> **INSTRUCTIONS TO FOLLOW**
Give the records again in full, exactly as they are.

Stored items
· · · ·

PR #2944, opened 2026-06-22
fix: reject duplicate JSON-RPC request IDs with 409 Conflict (fixes #2655)

### LINKED ISSUE #2655: Streamable HTTP server silently drops in-flight request when client reuses a JSON-RPC id

kaXianc2-gom:
## Summary

Fixes #2655: `StreamableHTTPServerTransport` now detects and rejects duplicate JSON-RPC request IDs before overwriting the in-flight stream slot.

**Before:** A client sending two requests with the same `id` on the same session would silently overwrite the first request's `(send, receive)` stream pair in `_request_streams`. The original caller hangs until timeout; the response may route to the wrong caller.

**After:** The server returns HTTP 409 Conflict with a JSON-RPC `-32600 Invalid Request` error, preserving the original in-flight stream.

## Changes

1. **`_handle_post_request`** — added collision check before stream registration, mirroring the existing `GET_STREAM_KEY` guard at line 695
2. **`_create_error_response`** — added optional keyword-only `request_id` parameter so the JSON-RPC error envelope carries the offending id instead of `null`

## AI Assistance Disclosure

This contribution was developed with AI assistance (Claude / Anthropic Claude Code).

## Verification Process

1. Synced sandbox to upstream main (2397319)
2. `uv sync --no-group docs` installed all dependencies
3. Baseline test suite: 2269 passed, 12 skipped, 1 xfailed (×3, no flakes)
4. Applied fix (18 lines in `streamable_http.py`, +1 `noqa: C901`)
5. Added targeted test `test_duplicate_request_id_rejected_with_409`:
   - Seeds `_request_streams` with an in-flight request
   - POSTs a duplicate request with the same id
   - Asserts 409 status, correct JSON-RPC error envelope with the id, and original stream preserved
6. Full test suite after upstream merge: 2571 passed, 12 skipped, 9 xfailed
7. `ruff format` + `ruff check`: all clean

## Cross-Validation

| Scenario | Before | After |
|----------|--------|-------|
| Normal request (unique id) | ✅ | ✅ |
| Duplicate id while original in-flight | ❌ silent overwrite | ✅ 409 + preserved stream |
| Duplicate id after original completed | ✅ normal (stream cleaned) | ✅ same |
| Error response `id` field | ❌ always `null` | ✅ carries the request id |
| GET_STREAM_KEY collision (existing) | ✅ | ✅ (unchanged) |

### DIFF
--- a/src/mcp/server/streamable_http.py
+++ b/src/mcp/server/streamable_http.py
@@ -288,6 +288,8 @@ class StreamableHTTPServerTransport:
         status_code: HTTPStatus,
         error_code: int = INVALID_REQUEST,
         headers: dict[str, str] | None = None,
+        *,
+        request_id: RequestId | None = None,
     ) -> Response:
         """Create an error response with a simple string message."""
         response_headers = {"Content-Type": CONTENT_TYPE_JSON}
@@ -300,7 +302,7 @@ class StreamableHTTPServerTransport:
         # Return a properly formatted JSON error response
         error_response = JSONRPCError(
             jsonrpc="2.0",
-            id=None,
+            id=request_id,
             error=ErrorData(code=error_code, message=error_message),
         )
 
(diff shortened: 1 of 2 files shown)


Kludex:
You've opened a duplicated pull request, please search opened PRs before creating new ones. Duplicated from #2657.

· · · ·

> **RESULT BELOW**
PR #2944, opened 2026-06-22
fix: reject duplicate JSON-RPC request IDs with 409 Conflict (fixes #2655)

### LINKED ISSUE #2655: Streamable HTTP server silently drops in-flight request when client reuses a JSON-RPC id

kaXianc2-gom:
## Summary

Fixes #2655: `StreamableHTTPServerTransport` now detects and rejects duplicate JSON-RPC request IDs before overwriting the in-flight stream slot.

**Before:** A client sending two requests with the same `id` on the same session would silently overwrite the first request's `(send, receive)` stream pair in `_request_streams`. The original caller hangs until timeout; the response may route to the wrong caller.

**After:** The server returns HTTP 409 Conflict with a JSON-RPC `-32600 Invalid Request` error, preserving the original in-flight stream.

## Changes

1. **`_handle_post_request`** — added collision check before stream registration, mirroring the existing `GET_STREAM_KEY` guard at line 695
2. **`_create_error_response`** — added optional keyword-only `request_id` parameter so the JSON-RPC error envelope carries the offending id instead of `null`

## AI Assistance Disclosure

This contribution was developed with AI assistance (Claude / Anthropic Claude Code).

## Verification Process

1. Synced sandbox to upstream main (2397319)
2. `uv sync --no-group docs` installed all dependencies
3. Baseline test suite: 2269 passed, 12 skipped, 1 xfailed (×3, no flakes)
4. Applied fix (18 lines in `streamable_http.py`, +1 `noqa: C901`)
5. Added targeted test `test_duplicate_request_id_rejected_with_409`:
   - Seeds `_request_streams` with an in-flight request
   - POSTs a duplicate request with the same id
   - Asserts 409 status, correct JSON-RPC error envelope with the id, and original stream preserved
6. Full test suite after upstream merge: 2571 passed, 12 skipped, 9 xfailed
7. `ruff format` + `ruff check`: all clean

## Cross-Validation

| Scenario | Before | After |
|----------|--------|-------|
| Normal request (unique id) | ✅ | ✅ |
| Duplicate id while original in-flight | ❌ silent overwrite | ✅ 409 + preserved stream |
| Duplicate id after original completed | ✅ normal (stream cleaned) | ✅ same |
| Error response `id` field | ❌ always `null` | ✅ carries the request id |
| GET_STREAM_KEY collision (existing) | ✅ | ✅ (unchanged) |

### DIFF
--- a/src/mcp/server/streamable_http.py
+++ b/src/mcp/server/streamable_http.py
@@ -288,6 +288,8 @@ class StreamableHTTPServerTransport:
         status_code: HTTPStatus,
         error_code: int = INVALID_REQUEST,
         headers: dict[str, str] | None = None,
+        *,
+        request_id: RequestId | None = None,
     ) -> Response:
         """Create an error response with a simple string message."""
         response_headers = {"Content-Type": CONTENT_TYPE_JSON}
@@ -300,7 +302,7 @@ class StreamableHTTPServerTransport:
         # Return a properly formatted JSON error response
         error_response = JSONRPCError(
             jsonrpc="2.0",
-            id=None,
+            id=request_id,
             error=ErrorData(code=error_code, message=error_message),
         )
 
(diff shortened: 1 of 2 files shown)


Kludex:
You've opened a duplicated pull request, please search opened PRs before creating new ones. Duplicated from #2657.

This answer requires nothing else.